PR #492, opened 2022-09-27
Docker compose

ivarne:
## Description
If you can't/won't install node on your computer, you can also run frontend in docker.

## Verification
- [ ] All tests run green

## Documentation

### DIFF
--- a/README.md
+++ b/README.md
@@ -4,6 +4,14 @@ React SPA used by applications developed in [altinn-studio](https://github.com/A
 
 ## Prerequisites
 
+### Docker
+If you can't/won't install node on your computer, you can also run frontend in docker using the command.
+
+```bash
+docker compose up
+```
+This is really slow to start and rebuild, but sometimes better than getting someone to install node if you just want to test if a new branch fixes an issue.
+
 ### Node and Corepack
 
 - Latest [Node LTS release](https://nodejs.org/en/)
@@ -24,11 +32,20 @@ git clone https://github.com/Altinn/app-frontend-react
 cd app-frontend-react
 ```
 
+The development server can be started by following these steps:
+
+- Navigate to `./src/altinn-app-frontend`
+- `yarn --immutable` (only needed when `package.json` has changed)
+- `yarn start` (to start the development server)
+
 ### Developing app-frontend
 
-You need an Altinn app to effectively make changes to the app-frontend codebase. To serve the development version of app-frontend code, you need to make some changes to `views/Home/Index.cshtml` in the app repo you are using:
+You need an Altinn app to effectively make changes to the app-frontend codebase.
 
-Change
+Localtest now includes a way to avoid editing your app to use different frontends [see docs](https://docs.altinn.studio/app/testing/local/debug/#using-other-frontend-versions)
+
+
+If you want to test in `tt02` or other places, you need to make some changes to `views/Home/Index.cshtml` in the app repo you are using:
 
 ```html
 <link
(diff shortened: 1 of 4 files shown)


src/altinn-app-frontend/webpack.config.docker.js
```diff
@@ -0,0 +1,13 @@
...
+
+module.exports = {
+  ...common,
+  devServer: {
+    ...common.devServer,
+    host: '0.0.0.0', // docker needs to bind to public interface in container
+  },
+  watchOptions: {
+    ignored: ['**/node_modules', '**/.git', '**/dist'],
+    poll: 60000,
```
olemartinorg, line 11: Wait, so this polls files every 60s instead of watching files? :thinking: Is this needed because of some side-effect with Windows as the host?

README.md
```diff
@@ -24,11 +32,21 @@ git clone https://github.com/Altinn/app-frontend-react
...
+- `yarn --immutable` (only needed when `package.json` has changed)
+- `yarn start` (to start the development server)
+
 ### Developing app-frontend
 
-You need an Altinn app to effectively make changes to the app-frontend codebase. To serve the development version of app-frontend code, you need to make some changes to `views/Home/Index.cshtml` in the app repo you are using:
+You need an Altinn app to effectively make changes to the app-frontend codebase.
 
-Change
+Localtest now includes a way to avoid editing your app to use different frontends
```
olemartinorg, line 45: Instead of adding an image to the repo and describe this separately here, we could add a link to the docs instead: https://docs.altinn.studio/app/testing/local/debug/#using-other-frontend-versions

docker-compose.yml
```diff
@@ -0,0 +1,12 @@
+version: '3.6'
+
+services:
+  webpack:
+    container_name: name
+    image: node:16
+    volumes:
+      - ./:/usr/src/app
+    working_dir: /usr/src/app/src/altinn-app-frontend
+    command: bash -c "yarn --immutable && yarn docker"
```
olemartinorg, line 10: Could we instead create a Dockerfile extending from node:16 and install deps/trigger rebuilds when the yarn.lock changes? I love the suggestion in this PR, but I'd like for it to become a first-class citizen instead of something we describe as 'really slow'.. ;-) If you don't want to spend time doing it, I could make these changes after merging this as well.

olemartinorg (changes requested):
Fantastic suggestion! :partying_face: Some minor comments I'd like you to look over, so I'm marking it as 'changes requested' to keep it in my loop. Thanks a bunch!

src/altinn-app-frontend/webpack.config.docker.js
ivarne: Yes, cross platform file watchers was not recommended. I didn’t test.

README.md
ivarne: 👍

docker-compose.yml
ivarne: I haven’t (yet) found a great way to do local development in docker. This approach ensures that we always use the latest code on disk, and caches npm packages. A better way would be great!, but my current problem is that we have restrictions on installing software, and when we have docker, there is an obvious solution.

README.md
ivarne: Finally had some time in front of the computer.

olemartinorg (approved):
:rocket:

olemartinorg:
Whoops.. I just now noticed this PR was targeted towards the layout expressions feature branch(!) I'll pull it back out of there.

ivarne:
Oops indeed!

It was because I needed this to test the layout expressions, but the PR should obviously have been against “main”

--

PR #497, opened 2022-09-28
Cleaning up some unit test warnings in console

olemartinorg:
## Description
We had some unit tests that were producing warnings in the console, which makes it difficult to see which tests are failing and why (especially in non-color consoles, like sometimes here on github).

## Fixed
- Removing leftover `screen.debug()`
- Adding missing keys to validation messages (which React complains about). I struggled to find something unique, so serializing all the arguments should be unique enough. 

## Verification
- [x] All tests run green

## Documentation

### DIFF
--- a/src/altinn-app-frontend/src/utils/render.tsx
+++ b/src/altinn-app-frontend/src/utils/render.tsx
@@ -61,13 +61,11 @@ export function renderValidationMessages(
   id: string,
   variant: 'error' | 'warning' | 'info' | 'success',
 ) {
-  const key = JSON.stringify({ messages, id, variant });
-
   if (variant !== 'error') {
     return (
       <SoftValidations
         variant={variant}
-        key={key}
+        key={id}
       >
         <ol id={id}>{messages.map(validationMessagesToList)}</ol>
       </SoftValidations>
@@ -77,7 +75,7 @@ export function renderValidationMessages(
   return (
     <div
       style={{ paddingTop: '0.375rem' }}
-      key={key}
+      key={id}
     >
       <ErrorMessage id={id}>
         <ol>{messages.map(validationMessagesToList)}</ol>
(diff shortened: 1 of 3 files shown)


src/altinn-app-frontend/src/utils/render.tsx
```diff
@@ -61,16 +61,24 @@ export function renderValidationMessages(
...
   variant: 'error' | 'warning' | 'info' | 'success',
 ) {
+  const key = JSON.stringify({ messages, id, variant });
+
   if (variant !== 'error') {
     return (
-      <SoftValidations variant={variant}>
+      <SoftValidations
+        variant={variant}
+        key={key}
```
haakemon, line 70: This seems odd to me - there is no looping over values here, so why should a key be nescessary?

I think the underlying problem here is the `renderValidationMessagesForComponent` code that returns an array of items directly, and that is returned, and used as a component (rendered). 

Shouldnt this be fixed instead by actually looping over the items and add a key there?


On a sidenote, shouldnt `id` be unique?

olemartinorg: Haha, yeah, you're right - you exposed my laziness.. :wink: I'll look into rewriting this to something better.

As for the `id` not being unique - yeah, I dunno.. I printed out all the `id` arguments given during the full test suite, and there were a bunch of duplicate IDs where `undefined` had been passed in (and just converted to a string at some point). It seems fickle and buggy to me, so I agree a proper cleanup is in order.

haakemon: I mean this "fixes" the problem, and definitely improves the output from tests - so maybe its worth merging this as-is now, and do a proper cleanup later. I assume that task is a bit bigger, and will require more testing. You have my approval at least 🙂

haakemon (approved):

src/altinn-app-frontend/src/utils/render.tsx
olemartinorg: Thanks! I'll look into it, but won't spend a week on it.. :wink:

==

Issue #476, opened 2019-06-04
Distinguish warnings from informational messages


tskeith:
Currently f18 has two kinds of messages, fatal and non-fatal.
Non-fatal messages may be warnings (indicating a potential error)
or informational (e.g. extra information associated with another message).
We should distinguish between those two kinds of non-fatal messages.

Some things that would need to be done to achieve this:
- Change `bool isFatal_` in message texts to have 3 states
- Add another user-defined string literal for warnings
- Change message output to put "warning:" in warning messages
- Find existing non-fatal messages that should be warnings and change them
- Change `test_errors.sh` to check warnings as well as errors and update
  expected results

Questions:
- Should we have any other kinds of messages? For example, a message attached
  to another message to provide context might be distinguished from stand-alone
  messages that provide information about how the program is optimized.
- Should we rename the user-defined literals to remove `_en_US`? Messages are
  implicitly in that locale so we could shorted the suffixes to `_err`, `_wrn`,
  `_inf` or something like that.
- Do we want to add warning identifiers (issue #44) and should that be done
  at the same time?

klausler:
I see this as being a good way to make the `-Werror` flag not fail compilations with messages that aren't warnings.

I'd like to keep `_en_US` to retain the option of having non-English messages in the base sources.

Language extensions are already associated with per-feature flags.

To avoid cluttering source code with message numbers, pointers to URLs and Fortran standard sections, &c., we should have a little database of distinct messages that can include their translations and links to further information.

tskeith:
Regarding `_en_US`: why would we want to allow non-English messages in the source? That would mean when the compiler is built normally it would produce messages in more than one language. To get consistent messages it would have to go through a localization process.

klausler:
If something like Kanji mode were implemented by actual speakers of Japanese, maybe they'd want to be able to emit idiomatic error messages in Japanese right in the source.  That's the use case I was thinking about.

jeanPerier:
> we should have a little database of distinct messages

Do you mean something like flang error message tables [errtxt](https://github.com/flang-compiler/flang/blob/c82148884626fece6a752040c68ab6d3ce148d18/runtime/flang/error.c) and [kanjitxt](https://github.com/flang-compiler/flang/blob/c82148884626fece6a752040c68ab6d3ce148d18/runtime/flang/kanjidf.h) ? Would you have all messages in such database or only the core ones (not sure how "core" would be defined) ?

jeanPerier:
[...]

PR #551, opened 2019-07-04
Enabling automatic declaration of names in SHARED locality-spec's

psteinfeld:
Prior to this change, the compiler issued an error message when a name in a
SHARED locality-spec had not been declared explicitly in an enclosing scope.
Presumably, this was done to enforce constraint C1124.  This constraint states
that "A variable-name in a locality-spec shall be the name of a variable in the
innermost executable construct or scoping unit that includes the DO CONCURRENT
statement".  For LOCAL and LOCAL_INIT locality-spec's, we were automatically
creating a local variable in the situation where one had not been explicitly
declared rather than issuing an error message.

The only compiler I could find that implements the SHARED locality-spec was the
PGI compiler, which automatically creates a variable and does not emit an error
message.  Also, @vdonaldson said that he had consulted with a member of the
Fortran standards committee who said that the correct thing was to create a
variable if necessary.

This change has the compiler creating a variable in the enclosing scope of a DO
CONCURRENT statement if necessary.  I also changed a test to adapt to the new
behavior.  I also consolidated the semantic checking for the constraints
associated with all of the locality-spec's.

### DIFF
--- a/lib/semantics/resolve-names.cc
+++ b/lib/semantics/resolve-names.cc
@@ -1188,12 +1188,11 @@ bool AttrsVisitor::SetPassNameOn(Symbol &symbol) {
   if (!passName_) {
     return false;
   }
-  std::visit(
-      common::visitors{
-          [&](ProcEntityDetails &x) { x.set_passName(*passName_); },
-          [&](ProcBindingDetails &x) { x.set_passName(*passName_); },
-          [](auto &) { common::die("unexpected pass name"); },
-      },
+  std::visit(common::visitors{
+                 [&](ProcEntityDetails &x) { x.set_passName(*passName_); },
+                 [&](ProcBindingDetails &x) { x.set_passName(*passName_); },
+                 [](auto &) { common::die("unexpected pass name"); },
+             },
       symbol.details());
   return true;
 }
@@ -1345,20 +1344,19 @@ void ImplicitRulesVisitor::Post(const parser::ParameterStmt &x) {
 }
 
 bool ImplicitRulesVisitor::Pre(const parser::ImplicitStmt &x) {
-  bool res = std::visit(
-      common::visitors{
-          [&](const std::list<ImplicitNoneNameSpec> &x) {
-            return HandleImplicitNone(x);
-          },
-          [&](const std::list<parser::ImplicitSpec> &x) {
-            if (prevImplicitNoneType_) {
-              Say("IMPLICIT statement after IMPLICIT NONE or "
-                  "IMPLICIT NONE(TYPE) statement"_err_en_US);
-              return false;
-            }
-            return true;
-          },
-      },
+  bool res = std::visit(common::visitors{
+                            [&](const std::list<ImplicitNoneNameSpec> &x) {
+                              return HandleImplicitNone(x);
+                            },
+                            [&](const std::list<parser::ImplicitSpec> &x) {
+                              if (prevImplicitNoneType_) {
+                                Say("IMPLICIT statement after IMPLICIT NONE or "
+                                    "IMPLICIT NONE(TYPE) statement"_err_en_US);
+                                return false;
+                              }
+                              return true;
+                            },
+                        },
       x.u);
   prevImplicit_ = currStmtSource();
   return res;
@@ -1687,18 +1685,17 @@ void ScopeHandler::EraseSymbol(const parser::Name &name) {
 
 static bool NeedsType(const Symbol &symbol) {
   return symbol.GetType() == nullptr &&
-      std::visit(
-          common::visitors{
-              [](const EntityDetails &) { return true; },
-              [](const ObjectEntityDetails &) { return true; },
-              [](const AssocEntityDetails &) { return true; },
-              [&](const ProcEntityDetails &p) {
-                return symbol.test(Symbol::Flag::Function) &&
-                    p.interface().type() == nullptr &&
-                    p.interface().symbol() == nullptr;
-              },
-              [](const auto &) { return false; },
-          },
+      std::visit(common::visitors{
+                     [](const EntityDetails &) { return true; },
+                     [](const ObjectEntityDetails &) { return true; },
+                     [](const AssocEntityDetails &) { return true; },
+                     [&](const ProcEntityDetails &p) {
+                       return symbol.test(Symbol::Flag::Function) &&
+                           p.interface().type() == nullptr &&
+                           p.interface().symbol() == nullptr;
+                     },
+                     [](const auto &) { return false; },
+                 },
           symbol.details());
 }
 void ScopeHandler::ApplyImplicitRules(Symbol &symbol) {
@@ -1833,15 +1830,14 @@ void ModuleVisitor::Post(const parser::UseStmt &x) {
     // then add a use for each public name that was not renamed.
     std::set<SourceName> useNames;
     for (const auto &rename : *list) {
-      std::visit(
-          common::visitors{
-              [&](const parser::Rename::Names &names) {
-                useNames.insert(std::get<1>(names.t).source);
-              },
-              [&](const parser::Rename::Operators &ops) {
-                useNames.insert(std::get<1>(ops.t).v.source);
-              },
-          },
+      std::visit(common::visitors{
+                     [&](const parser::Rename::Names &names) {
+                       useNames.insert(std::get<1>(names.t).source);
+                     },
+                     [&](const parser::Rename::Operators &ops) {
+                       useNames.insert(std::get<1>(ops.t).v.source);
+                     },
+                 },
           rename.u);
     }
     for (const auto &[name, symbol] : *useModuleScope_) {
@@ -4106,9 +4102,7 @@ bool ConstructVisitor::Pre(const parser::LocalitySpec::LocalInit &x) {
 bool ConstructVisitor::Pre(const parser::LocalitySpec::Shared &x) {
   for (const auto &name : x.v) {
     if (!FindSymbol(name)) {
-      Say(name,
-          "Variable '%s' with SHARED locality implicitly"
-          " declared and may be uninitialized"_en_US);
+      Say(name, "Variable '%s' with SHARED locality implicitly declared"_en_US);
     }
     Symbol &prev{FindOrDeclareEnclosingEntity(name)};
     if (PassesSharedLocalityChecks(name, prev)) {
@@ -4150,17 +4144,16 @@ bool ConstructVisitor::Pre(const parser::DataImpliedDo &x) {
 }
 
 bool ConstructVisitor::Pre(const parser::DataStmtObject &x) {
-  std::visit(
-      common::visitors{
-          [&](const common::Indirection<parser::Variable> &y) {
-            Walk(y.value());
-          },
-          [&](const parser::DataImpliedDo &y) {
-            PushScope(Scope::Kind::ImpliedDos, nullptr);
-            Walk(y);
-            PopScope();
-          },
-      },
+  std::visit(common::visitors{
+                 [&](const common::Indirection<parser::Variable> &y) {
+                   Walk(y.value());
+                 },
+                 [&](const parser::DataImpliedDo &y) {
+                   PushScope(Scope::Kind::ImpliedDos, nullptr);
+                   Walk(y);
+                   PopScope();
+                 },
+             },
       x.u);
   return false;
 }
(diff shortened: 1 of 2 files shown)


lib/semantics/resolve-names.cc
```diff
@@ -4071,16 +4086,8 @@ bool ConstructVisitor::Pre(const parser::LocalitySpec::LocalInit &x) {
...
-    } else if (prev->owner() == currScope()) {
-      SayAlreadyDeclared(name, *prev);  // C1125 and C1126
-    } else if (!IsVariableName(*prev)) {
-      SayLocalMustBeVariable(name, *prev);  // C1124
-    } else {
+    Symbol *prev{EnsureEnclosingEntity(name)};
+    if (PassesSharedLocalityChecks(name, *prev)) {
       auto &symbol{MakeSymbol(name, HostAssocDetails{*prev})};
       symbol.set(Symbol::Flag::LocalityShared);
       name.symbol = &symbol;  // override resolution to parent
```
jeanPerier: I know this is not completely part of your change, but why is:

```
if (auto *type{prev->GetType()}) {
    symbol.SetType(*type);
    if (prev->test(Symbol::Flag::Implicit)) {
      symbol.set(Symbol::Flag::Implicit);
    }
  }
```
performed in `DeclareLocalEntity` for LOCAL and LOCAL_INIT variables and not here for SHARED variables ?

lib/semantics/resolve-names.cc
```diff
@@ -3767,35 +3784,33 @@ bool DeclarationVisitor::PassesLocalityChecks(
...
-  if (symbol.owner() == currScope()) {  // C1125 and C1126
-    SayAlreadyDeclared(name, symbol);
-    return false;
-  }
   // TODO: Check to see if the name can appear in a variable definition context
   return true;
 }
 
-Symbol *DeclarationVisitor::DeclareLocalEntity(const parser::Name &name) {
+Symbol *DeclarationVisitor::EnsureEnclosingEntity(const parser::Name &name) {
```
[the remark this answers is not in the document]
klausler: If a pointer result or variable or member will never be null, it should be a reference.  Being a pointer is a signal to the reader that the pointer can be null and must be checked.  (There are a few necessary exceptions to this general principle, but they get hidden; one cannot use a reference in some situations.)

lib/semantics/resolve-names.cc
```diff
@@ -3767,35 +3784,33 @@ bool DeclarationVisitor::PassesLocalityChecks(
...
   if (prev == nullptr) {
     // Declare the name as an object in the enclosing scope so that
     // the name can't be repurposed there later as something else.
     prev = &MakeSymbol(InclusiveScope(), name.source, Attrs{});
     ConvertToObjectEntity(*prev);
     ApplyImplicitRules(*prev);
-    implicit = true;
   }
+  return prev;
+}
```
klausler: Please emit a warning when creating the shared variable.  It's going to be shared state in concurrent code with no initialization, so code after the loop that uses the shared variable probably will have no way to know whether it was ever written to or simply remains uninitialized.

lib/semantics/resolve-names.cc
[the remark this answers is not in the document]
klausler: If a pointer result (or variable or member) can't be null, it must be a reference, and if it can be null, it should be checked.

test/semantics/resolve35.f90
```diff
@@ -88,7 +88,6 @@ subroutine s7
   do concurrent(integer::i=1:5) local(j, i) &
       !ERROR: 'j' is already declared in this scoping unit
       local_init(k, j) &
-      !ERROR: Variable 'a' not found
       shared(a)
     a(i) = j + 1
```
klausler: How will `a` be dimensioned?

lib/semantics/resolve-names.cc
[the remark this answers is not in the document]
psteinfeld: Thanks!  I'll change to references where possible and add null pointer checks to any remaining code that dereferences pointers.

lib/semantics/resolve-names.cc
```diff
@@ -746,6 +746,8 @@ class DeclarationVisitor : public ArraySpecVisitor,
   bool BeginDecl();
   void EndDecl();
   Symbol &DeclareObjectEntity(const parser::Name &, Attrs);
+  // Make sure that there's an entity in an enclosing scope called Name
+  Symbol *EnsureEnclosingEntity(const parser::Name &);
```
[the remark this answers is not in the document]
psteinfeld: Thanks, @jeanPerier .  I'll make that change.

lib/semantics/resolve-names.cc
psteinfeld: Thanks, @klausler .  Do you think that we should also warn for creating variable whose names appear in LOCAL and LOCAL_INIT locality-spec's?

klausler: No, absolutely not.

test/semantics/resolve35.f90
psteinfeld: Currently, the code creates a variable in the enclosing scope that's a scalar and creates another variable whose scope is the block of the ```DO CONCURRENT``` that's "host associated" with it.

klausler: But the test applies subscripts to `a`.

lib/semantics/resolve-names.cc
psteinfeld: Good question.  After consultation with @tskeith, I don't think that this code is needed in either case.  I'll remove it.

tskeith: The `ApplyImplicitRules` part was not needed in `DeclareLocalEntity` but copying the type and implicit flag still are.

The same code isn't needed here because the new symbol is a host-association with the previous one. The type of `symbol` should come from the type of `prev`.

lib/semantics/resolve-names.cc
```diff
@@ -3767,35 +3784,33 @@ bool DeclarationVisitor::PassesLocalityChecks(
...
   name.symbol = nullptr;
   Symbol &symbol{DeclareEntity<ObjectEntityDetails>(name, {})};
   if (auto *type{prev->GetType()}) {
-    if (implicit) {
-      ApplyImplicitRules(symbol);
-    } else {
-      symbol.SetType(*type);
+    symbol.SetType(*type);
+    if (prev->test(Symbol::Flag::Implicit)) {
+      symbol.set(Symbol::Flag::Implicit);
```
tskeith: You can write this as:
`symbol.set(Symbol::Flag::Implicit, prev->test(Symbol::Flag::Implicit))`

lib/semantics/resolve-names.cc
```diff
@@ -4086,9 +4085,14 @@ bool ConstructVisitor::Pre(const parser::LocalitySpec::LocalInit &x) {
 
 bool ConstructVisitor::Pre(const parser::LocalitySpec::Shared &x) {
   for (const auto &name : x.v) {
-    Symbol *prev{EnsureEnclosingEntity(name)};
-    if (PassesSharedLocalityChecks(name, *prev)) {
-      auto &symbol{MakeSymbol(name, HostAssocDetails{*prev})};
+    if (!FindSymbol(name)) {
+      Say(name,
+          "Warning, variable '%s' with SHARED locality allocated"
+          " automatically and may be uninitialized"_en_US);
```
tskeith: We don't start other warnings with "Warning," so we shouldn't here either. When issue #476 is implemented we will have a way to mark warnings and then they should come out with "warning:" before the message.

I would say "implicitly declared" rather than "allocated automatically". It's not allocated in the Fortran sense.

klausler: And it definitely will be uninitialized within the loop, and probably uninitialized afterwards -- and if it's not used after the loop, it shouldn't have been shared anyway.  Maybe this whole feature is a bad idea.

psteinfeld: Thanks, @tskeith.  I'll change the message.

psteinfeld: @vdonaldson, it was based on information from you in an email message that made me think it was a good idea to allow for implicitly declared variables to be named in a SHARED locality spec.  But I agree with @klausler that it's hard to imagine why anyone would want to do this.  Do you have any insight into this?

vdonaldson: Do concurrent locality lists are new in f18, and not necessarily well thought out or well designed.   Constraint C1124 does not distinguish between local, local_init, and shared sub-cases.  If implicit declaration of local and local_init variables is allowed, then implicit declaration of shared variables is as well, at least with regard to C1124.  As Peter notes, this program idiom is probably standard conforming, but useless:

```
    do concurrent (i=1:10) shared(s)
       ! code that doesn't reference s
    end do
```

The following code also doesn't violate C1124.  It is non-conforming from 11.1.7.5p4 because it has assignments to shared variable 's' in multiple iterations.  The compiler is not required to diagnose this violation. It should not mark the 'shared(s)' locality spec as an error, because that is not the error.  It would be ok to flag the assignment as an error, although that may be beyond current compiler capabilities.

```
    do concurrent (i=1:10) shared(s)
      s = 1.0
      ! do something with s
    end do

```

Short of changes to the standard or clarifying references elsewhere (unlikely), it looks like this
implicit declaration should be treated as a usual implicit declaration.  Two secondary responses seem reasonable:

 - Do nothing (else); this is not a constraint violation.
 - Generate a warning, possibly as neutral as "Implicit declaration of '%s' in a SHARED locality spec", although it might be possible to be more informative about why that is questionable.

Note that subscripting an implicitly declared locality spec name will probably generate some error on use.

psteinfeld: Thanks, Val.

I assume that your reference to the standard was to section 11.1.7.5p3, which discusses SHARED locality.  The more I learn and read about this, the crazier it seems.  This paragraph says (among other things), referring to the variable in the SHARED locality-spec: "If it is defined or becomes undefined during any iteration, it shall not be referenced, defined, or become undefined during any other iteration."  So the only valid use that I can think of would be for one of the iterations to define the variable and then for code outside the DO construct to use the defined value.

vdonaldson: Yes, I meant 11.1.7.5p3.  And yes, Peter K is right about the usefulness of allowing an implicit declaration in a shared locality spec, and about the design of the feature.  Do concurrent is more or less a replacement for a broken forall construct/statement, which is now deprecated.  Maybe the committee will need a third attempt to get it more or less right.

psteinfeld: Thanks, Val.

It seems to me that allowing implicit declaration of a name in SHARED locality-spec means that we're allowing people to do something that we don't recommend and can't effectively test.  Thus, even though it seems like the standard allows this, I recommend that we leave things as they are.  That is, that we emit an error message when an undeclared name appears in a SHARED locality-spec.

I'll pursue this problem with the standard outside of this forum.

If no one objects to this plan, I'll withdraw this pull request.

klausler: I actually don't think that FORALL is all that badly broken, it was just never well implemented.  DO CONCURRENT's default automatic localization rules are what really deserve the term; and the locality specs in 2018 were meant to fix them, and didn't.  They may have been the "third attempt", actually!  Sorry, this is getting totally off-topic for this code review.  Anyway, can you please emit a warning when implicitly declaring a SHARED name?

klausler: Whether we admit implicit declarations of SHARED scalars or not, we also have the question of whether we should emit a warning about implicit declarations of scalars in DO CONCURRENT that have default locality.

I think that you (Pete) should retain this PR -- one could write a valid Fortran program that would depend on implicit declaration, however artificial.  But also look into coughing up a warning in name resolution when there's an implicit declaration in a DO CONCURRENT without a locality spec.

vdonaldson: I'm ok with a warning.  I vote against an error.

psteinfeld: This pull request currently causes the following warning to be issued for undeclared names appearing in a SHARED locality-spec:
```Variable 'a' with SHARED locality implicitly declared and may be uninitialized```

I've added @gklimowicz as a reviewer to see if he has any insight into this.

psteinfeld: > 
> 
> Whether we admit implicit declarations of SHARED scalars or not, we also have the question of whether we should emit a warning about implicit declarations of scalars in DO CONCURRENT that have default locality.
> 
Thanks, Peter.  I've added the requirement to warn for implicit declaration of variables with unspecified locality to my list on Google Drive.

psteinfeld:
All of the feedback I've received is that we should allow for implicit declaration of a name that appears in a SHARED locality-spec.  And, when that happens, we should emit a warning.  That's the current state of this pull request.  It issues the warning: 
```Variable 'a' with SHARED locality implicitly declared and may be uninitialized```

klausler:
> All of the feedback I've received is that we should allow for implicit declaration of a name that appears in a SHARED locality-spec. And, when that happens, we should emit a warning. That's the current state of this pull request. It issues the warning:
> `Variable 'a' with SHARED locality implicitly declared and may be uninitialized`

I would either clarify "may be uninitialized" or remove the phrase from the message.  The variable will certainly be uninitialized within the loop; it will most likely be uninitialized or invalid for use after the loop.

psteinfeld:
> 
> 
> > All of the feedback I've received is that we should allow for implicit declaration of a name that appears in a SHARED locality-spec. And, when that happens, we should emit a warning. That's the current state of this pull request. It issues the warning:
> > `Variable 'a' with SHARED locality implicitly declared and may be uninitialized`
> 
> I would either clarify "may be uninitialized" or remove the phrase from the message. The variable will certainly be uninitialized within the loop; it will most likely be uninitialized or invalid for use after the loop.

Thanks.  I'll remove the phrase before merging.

▸ Problem to work on
Among the entries, find every line holding "frontends" and return it.

▸ Finished exercise
+Localtest now includes a way to avoid editing your app to use different frontends [see docs](https://docs.altinn.studio/app/testing/local/debug/#using-other-frontend-versions)
+Localtest now includes a way to avoid editing your app to use different frontends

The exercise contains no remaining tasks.